Un piccolo negozio di ottica, situato in pieno centro, e una carriera da fotografo professionista. «A quei tempi la sua attività andava bene» lo ricorda Franco Gioghà, suo amico e collega. Entrambi facevano parte del Cna, la confederazione nazionale dell’artigianato. Quelle sue qualità, però, attirarono attenzioni, soprattutto di chi, il territorio, prova a controllarlo. Così arrivarono i primi guai. «Un giorno mi chiamò, aveva bisogno di un finanziamento per la sua attività e col Cna lo aiutammo». Poi le cose iniziarono ad andare sempre peggio. «Non riusciva più a pagare i debiti e lo aiutammo ancora, cosa che nessun altro avrebbe fatto in quelle condizioni». I debiti, però, erano troppi. «Mi chiese di incontrarci, ci vedemmo nella sede del Cna. Solo io e lui. Scoppiò a piangere e mi rivelò di essere sotto strozzinaggio». Le lacrime erano, soprattutto, per la famiglia. «Disse che nessuno dei suoi familiari ne era a conoscenza e che non sapeva come uscirne». La decisione fu quella di denunciare, cosa che nessun imprenditore fino ad allora aveva fatto a Vibo Valentia.

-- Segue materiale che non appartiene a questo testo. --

PR #4483, opened 2023-08-14
refactor: separate backend from frontend

jsdalton:
## Purpose

Coupling the frontend and the backend creates numerous downsides for us, including:

* Can't use Vite, must use CRA
* Backend dependencies end up in frontend
* Weird programmatic build instead of standard build

Separating the backend and frontend into isolated projects works better.

## Approach

* All backend "actions" code lives in `backend` folder. It's a separate NPM project, with a separate build and separate installs.
* Frontend continues to live in `frontend` but all code and dependencies related to actions is removed.
* A top level project is created which solely exists to build the subprojects, host the contentful-app-upload actions, and supervise a shared build folder


apps/ai-image-generator/package.json
```diff
@@ -0,0 +1,18 @@
+{
+  "name": "ai-image-generator",
+  "version": "0.1.0",
```
ryunsong-contentful, line 3: do we care about matching these versions to start initially? Idk how much we care about these things since we don't even bother to update them 🤷

apps/ai-image-generator/contentful-app-manifest.json
```diff
@@ -6,8 +6,7 @@
       "category": "Custom",
       "description": "This action is used to launch hosted app builds for AIIG.",
       "type": "function",
-      "path": "actions/aiig.js",
-      "entryFile": "./actions/aiig.ts",
+      "path": "backend/actions.js",
```
ryunsong-contentful, line 9: You or Matt will have to explain to me tomorrow why this works without the entry file that points to `actions.ts`

apps/ai-image-generator/backend/scripts/validate-actions.js
```diff
@@ -0,0 +1,33 @@
+const manifest = require('../../contentful-app-manifest.json');
+
+const validateActions = () => {
+  const requiredProperties = ['id', 'path'];
```
ryunsong-contentful, line 4: I lack understanding on why we don't have to check for the entryFile

apps/ai-image-generator/backend/scripts/validate-actions.js
```diff
@@ -0,0 +1,33 @@
...
+    }
+
+    uniqueValues.add(path);
+    uniqueValues.add(id);
+  });
+};
+
+const main = async () => {
+  console.log('Building app actions');
+  validateActions();
```
ryunsong-contentful, line 30: Also would love to know more about why we don't care to look for esBuild configs

apps/ai-image-generator/backend/scripts/validate-actions.js
jsdalton: It's a great question. From what i can tell this is not needed. It's only need for the previous `build-actions.js` script to work (since the entry file value is provided to esbuild).

apps/ai-image-generator/backend/scripts/validate-actions.js
jsdalton: Yes! We ditch esbuild entirely and just use `tsc` (same way most other typescript projects are built today. We could use esbuild if we wanted or any build. But it's separate from this script now. We just build in our project.

apps/ai-image-generator/contentful-app-manifest.json
jsdalton: But BTW i wouldn't be surprised if I"m wrong here, maybe it wont' work. 🤷 

The main reason I have a hunch I'm right: Our previous entryFile is a typescript file `./actions/aiig.ts` and there are no typescript files in our build. So that's why I believe this is only a compile time thing vs. a runtime thing.

jsdalton: As (somewhat) expected `entryFile` is just a compile thing that was needed by the previous `build-actions.js` but not actually required.

apps/ai-image-generator/backend/src/actions.ts
ryunsong-contentful, line 1: Should we consider naming this to be GenerateImageAction? Since we know we'll have one action per function - naming everything actions.ts (even the plurality) makes less sense

ryunsong-contentful (approved):
Approved - just not the one small comment about file naming. 

This is tangential and not the point of this PR, but I wonder if separating the builds are enough? I think for now it is definitely 100% okay having the backend and frontend deploys bundled together as there's no clear workaround anyways.

I'll file a ticket to keep track of separating the frontend and backend deploys

apps/ai-image-generator/backend/src/actions.ts
jsdalton: Yes. We should. I propose we just rename and do a bit of refactoring when we do the actual implementation of this (vs. trying to guess how it will look right now).

PR #4497, opened 2023-08-15
chore: add storybook [MONET-1338]

marcolink:
## Purpose

Use storybook for faster development cycles of visual components

## Approach

Add storybook and add basic stories for existing components

Screenshot 2023-08-15 at 22 21 38


whitelisab (approved):
Definitely makes sense to add Storybook here to aid in the development of these new components. LGTM!

PR #4498, opened 2023-08-15
Add new components to config page and add storybook for development for AI Image Generator

lilbitner:
## Purpose

This PR adds the basic config page functionality for the AI Image Generator ✨ 

Additionally it adds storybook for development 🖌️ , as well as absolute import configurations 🧹 

Ultimately, since these components are almost identical to the AI Content Generator, it would be ideal to add these to the Integration Component Library. I will do so in a follow-up task after we reach the steel thread (it will require resolving some issues at that library as well).

## Approach

The API key section has been added here. Installing the app with the key will save to the app installation params. Additionally there exists error handling for an empty API key i.e we will prevent install if the field is empty. 

Screenshot 2023-08-15 at 4 28 46 PM

## Testing

Go ahead and pull this down and use the AI Image Generator custom app to view this config page locally. Right now you can enter an string of characters for the API key and install it. You should not be able to install if the API key is empty.


ryunsong-contentful (approved):

apps/ai-image-generator/frontend/src/configs/launch-darkly/launchDarklyConfig.ts
```diff
@@ -1,5 +1,6 @@
 const launchDarklyConfig = {
-  clientSideID: `${process.env.REACT_LAUNCHDARKLY_CLIENT_ID}`,
+  // TO DO: Add as env variable
+  clientSideID: '588a047044b03e0b3211298e',
```
ryunsong-contentful, line 3: we probably want to undo this for the PR - Here's the ticket to fix it https://contentful.atlassian.net/browse/INTEG-1070

lilbitner: good call! just updated

PR #4508, opened 2023-08-16
fix(deps): slack fronend lock file [NONE]

marcolink:
## Purpose
Last pushed changed (adding linting) on `master`.  

## Approach

The steps executed on master are different from those on pull requests. Turned out, some lock files where out of sync with their package.json file. Additionally, the slack/frontend was causing issues with the current set of deps version.
This has been fixed by switching out the depricated `@contentful/eslint-config-extension` package. 

With proper linting in place, some errors had to be suppressed in order to pass the build steps. 
Ideally, we manage to remove those linting comments. (I explicitly didn't try to fix those, to not intorduce any side-effects with this PR).

## Testing steps

To test the changes against the steps that broke before, we temporarily changed to circleci config to run one of the install commands the same way as on master 
Screenshot 2023-08-16 at 17 05 59

This is reverted now. The successful run can be found [here](https://app.circleci.com/pipelines/github/contentful/apps/23011/workflows/ef13f00d-22d6-4024-844a-06926e349b52/jobs/66314).


apps/ai-image-tagging/frontend/package.json
```diff
@@ -6,7 +6,8 @@
   "devDependencies": {
     "@testing-library/react": "11.2.5",
     "cross-env": "7.0.3",
-    "fetch-mock": "9.11.0"
+    "fetch-mock": "9.11.0",
+    "typescript": "^4.9.5"
```
andipaetzold, line 10: Pin this

apps/slack/frontend/package.json
```diff
@@ -38,8 +38,8 @@
     ]
   },
   "devDependencies": {
+    "@babel/plugin-proposal-private-property-in-object": "^7.21.11",
```
andipaetzold, line 41: Why is this needed? Where is it used?

andipaetzold (approved):

PR #4510, opened 2023-08-16
chore: fix package publish step [NONE]

marcolink:
## Purpose

Latest changes broke the publish step for packages (see circleci build [here](https://app.circleci.com/pipelines/github/contentful/apps/23017/workflows/80d00eeb-0ff6-4622-b019-0beca72b8319/jobs/66343)). After some googling, it looks like `prettier@3` is not compatible with `lerna@5` (we should definitely update to `lerna@6` eventually, to get the benefits from `nx`). 

## Approach
Downgrading prettier to the latest 2.x version, and hope it finally publishes again 🤞 
(running a different major version from prettier after the install caused again formatting changes) 

## Testing steps
AFAIK there is no other way than merging this, and see if the publish step works.


matthew-gordon (approved):
I see mostly formatting, and downgrade to `prettier@2.8.8` LGTM

I will look into the build failures 👀

jsdalton (approved):
👍

PR #4512, opened 2023-08-16
Fix package naming, version and metadata

jsdalton:
## Purpose

Install was occasionally missed during CI build of ai-image-generator-backend.

## Approach

* Fix the issue for now by moving the main build steps back into frontend
* Hard code the npm ci requirement for backend when called from frontend (to ensure everythign is installed)
* Need to revisit ot find a better way!


ryunsong-contentful (approved):

ryunsong-contentful (commented):
Still having issues with HAA from the user_interface side - however, this may fix the /apps build for now so we can push this forward and then fix the issue below
```
{
    "body": "{\"errorMessage\":\"exports is not defined\",\"errorType\":\"ReferenceError\"}",
    "statusCode": 200
}
```

PR #4513, opened 2023-08-16
[INTEG-1068] AICG config screen brand profile section

whitelisab:
## Purpose

This PR adds the brand profile fields on the config screen for AI Content Generator. 

Screenshot 2023-08-16 at 11 58 35 AM

## Approach

Added new fields on the config screen according to the designs. I also updated the `useSaveConfigHandler` hook to reduce the calls to `sdk.app.getCurrentState()`. I also updated some tests, more will be added later 😄 This PR does not sync up the new brand profile info to the prompts yet, that will be addressed in a follow up PR.

## Testing steps

Navigate to the AI Content Generator app config page to see the new fields. Add some text, save the config, and the inputs should be persisted in the app installation parameters.


apps/ai-content-generator/src/components/config/configText.ts
```diff
@@ -6,10 +6,66 @@ const ModelText = {
...
-  title: 'Describe your brand or product.',
-  textAreaPlaceholder: 'Example: Contentful is a headless content management system.',
-};
+const BrandProfileFields = [
+  {
+    id: 'profile',
+    title: 'Describe your brand or product.',
+    textAreaPlaceholder: 'Example: Contentful is a headless content management system.',
+    isRequired: true,
+    type: 'textarea',
```
lilbitner, line 15: I think this a great way to organize lots of copy! nit: I am wondering if the 'type' attribute should also be 'typed' in the sense that there exist only 'textarea' | 'textinput' etc. Just to keep things strict here? Unless this is sort of a one-off detail for this particular implementation. And perhaps type could be labeled as `fieldType`?

apps/ai-content-generator/src/components/config/profile/Profile.tsx
```diff
@@ -1,31 +1,48 @@
...
-import { ProfileText } from '../configText';
+import { BrandProfileFields } from '../configText';
 
 interface Props {
-  profile: string;
+  profile: { [key: string]: string };
   dispatch: Dispatch<ParameterReducer>;
 }
 
+const TEXTAREA_ROWS = 5;
```
lilbitner, line 11: love pulling this out into a constant. No magic numbers 😅 🪄

apps/ai-content-generator/src/locations/ConfigScreen.spec.tsx
```diff
@@ -12,9 +13,8 @@ vi.mock('@contentful/react-apps-toolkit', () => ({
 }));
 
 describe('Config Screen component', () => {
-  it('Component text exists', async () => {
+  it('Config header exists', async () => {
     const { getByText } = render(<ConfigScreen />);
-    // simulate the user clicking the install button
-    expect(getByText('OpenAI API key')).toBeTruthy();
+    expect(getByText(Sections.pageHeading)).toBeTruthy();
```
lilbitner, line 18: love constants in tests 🙌  single source of truth 👌

lilbitner (approved):
Looks awesome! Just had a few small comments, non blocking. I pulled this down to look at it but might not be privy to what environment it works in/if I need to adjust the flag? I was only able to see the old config page in AI Content Generator (development) (must be something small/silly I am doing!)

apps/ai-content-generator/src/components/config/configText.ts
whitelisab: Great suggestions, I will update to `fieldType` and added an enum for `FieldTypes`!

PR #8571, opened 2024-08-14
feat: update forma36 packages [EXT-5594]

sarahlessner:
## Purpose

Updating the forma 36 packages to the latest versions

## Testing steps

Comparing the testing version for development against the current version of the sap testing site to see if there was any CSS issues.


apps/sap-commerce-cloud/src/components/Dialog/Dialog.styles.ts
```diff
@@ -1,9 +1,9 @@
 import { css } from 'emotion';
-import tokens from '@contentful/forma-36-tokens';
+import tokens from '@contentful/f36-tokens';
 
 export const styles = {
   textInput: css({ width: '250px' }),
-  grid: css({ marginTop: tokens.spacingM, paddingLeft: tokens.spacingL }),
+  grid: css({ margin: `${tokens.spacingM} 0`, paddingLeft: tokens.spacingL }),
```
mgoudy91, line 6: This looks like a style change, was it intentional?

mgoudy91 (commented):
Looks good so far! Happy to re-review and approve when the last part gets in!

apps/sap-commerce-cloud/src/components/Dialog/Dialog.styles.ts
sarahlessner: Yep. When reviewing the portions of the app we updated, we noticed that there was some spacing built into the card before that isn't there with the new component library. We needed to have this margin apply to the top and bottom now that the element below this input section doesn't have top spacing.

apps/sap-commerce-cloud/package.json
```diff
@@ -6,11 +6,12 @@
   "dependencies": {
     "@contentful/app-scripts": "^1.7.13",
     "@contentful/app-sdk": "^4.23.0",
+    "@contentful/f36-button": "^4.68.1",
```
whitelisab, line 9: Curious if it makes sense to remove this dependency and just use the button from the `@contentful/f36-components` package?

whitelisab (approved):
One small comment/question, otherwise looks awesome. Great work! 🌟

apps/sap-commerce-cloud/package.json
sarahlessner: I saw an example in the migration guide for the Icon Button that imported it from there so I just didn't realize I could get it from the main component library as well. I agree that makes sense then and I'll make that change.

PR #6769, opened 2024-03-13
Feature/vercel haas

jsdalton:
## Purpose

We'll need HAAs to dynamically construct URLs for preview environments. This PR introduces some of the boilerplate and project structure needed to support HAAs along side the frontend.

## Approach

* Set up app actions as a folder
* Move frontend to subfolder
* Set up top level project to handle deploy and build
* Add a basic status HAA as a smoke test

## Testing steps

Front end still works:

image

Hosted app action call output:

```
ACCESS_TOKEN={redacted} npm run call-app-action -- -a vercelGetPreviewEnvironment -s q5wv5ajna1af

> @contentful/vercel-app@1.0.0 call-app-action
> npx ts-node scripts/call-app-action.ts -a vercelGetPreviewEnvironment -s q5wv5ajna1af

APP ACTION RESULT
{
  sys: {
    id: '7a9cGi1GVeAHDUbYnEV0ZJ',
    type: 'AppActionCallDetails',
    space: { sys: { type: 'Link', linkType: 'Space', id: 'q5wv5ajna1af' } },
    sys: { type: 'Link', linkType: 'Environment', id: 'master' },
    createdBy: {
      sys: {
        type: 'Link',
        linkType: 'AppAction',
        id: 'vercelGetPreviewEnvironment'
      }
    },
    createdAt: '2024-03-13T17:25:34.110Z'
  },
  request: { function: 'actions/get-preview-env.js', parameters: {} },
  response: { body: '{"ok":true,"data":{"url":"url"}}', statusCode: 200 },
  statusCode: 200,
  responseAt: '2024-03-13T17:25:34.603Z',
  errors: [],
  eventType: 'call',
  url: 'hosted',
  requestAt: '2024-03-13T17:25:34.110Z',
  environmentId: 'master'
}
Result: success!

```

PR #8603, opened 2024-08-16
feat: add hosted app actions for sap [EXT-5612]

whitelisab:
## Purpose

We will use hosted app actions to make api calls with the AIR header for the SAP AIR app. This PR introduces a lot of the boilerplate around hosted app actions.

## Approach

Updated the SAP app to follow the project structure and boilerplate used in the MS Teams and Vercel apps. See this PR as an example for Vercel: https://github.com/contentful/apps/pull/6769

Specifically, here is a summary of the changes:

- Move all frontend app code into a new `frontend` directory
    - Update the `vite.config` to support parent project build outDir location
- Introduce a new `app-actions` directory
    - Copied the 3 hosted app actions used in this old branch: https://github.com/contentful/apps/tree/feat/sap-air-original
    - Added testing and other boilerplate used in other apps for HAAs
- Set up top level project to handle the double deploy and build for both apps (public marketplace and private AIR header)
    - Add manifest file for the new actions
    - Add build actions and call actions scripts

## Testing steps

I confirmed that I could successfully build the frontend and actions and deployed to both staging apps. Confirmed that the app config page and field locations are rendering for both staging apps. I am not able to see products in the Dialog, but that's also a problem I am seeing on our feature branch.

Screenshot 2024-08-16 at 12 38 10 PM


apps/sap-commerce-cloud/app-actions/src/actions/testHandler.ts
whitelisab, line 1: I added this test handler and .spec file for it to just have a test that is passing in this folder. We can remove this down the road.

apps/sap-commerce-cloud/app-actions/src/actions/fetchBaseSites.ts
```diff
@@ -0,0 +1,41 @@
...
+        'Content-Type': 'application/json',
+        'application-interface-key': apiKey,
+      },
+    });
+
+    const res = await req.json();
+
+    return {
+      status: 'Success',
+      // @ts-ignore
```
whitelisab, line 25: You'll see this in a few places in these app actions. I just opted to ignore ts errors for now since these will need to be refactored to work anyway.

apps/sap-commerce-cloud/frontend/package.json
whitelisab, line 1: Changes in this file: I renamed the frontend app and removed all of the deploy scripts; those are now in the top level `package.json`

apps/sap-commerce-cloud/scripts/call-app-action.ts
whitelisab, line 1: This is something we've used in other apps and it's useful for testing app actions

apps/sap-commerce-cloud/package.json
```diff
@@ -1,66 +1,28 @@
...
-    "start": "vite",
-    "build": "vite build",
-    "test": "vitest --logHeapUsage --coverage",
-    "test:ci": "vitest",
+    "create-app-definition": "contentful-app-scripts create-app-definition",
+    "build": "rimraf ./build && npm run build-frontend && npm run build-app-actions",
+    "build-app-actions": "cd app-actions && npm ci && cd .. && node build-actions.js",
+    "build-frontend": "cd frontend && npm ci --include=dev && BUILD_PATH=../build npm run build",
+    "build:dev": "rimraf ./build && npm run build-frontend && npm run build-app-actions:dev",
+    "build-app-actions:dev": "cd app-actions && npm ci && cd .. && NODE_ENV=development node build-actions.js",
```
mgoudy91, line 10: What was the thinking here? is vite not an option for apps with app actions?

whitelisab: The diff makes this look weird, but all I did here was move what had been at in the `package.json` at the root to this file: `apps/sap-commerce-cloud/frontend/package.json`, and that file now contains all of the vite stuff. Then I created a new `package.json` at the root that has scripts responsible for building the app actions and the frontend and then deploying them. Does that help explain it, or am I missing something in your question?

jjolton-contentful (approved):

apps/sap-commerce-cloud/package.json
mgoudy91: no that's basically it, thanks for that :)

mgoudy91 (approved):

«Iniziarono a girare voci su di lui. Si disse che giocava a carte, che aveva il vizio delle donne. Tutti modi per infangarlo» spiega Franco. «Mi litigavo con le persone pur di difenderlo». La denuncia ebbe i suoi effetti, venne effettuata l’operazione Flash che coinvolse il clan Lo Bianco-Barba. Sei persone furono condannate in via definitiva. Tra questi anche Enzo Barba, Paolino Lo Bianco e Paolo Carchedi, poi condannati in primo grado anche nel processo Rinascita rispettivamente a 28, 30 e 12 anni di carcere. «Le persone non si ricordano di quello che ha fatto Nello per Vibo, è una città in cui non c’è memoria». «Se tanti – continua Franco – oggi possono camminare liberi dall’usura è grazie a Nello». Eppure, dopo la riapertura del suo negozio in pompa magna venne quasi isolato. «In pochi andavano a comprare da lui, noi provammo ad aiutarlo in tutti i modi. Alla fine, era abbattuto e solo, si sentiva abbandonato dallo stato». Nel 2014 gli venne anche tolta la scorta. «Questo nonostante i suoi usurai fossero tornati in libertà. Uno di loro abitava vicino a lui, gli passava di fronte e gli diceva “infame, prima o poi dovrai morire”. Noi e Libera lottammo affinché gli venisse restituita la scorta». Alla fine, vinsero la battaglia e da lui tornarono proprio quegli uomini che lo accompagnarono, come ricordava la Fronte, fino alla fine. La sua denuncia diede coraggio ad altri imprenditori a rivolgersi alle forze dell’ordine. «Nello – conclude Franco – era un grande uomo, uno di quelli che andrebbero ricordati sempre. Ha sacrificato se stesso per questa città». (redazione@corrierecal.it)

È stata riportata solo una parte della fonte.